(Records contained in a dataset)
- - - -
PR #22, opened 2021-11-17
Drewdas/eng 821 galley menu data retrieval method refactor

drewdas:
## Description

https://linear.app/thistle/issue/ENG-821/set-up-caching-for-menu-data

- Changes menu query to take list of dates instead of names
- added filtering based on location and menu type for menu data
- added menu category enum to hold id values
- - - -
#### Problem description:
The first line of the entries above marks where to begin; repeat each line exactly through the one that contains "- Changes menu", and include that line.

#### Result of this exercise:
PR #22, opened 2021-11-17
Drewdas/eng 821 galley menu data retrieval method refactor

drewdas:
## Description

https://linear.app/thistle/issue/ENG-821/set-up-caching-for-menu-data

- Changes menu query to take list of dates instead of names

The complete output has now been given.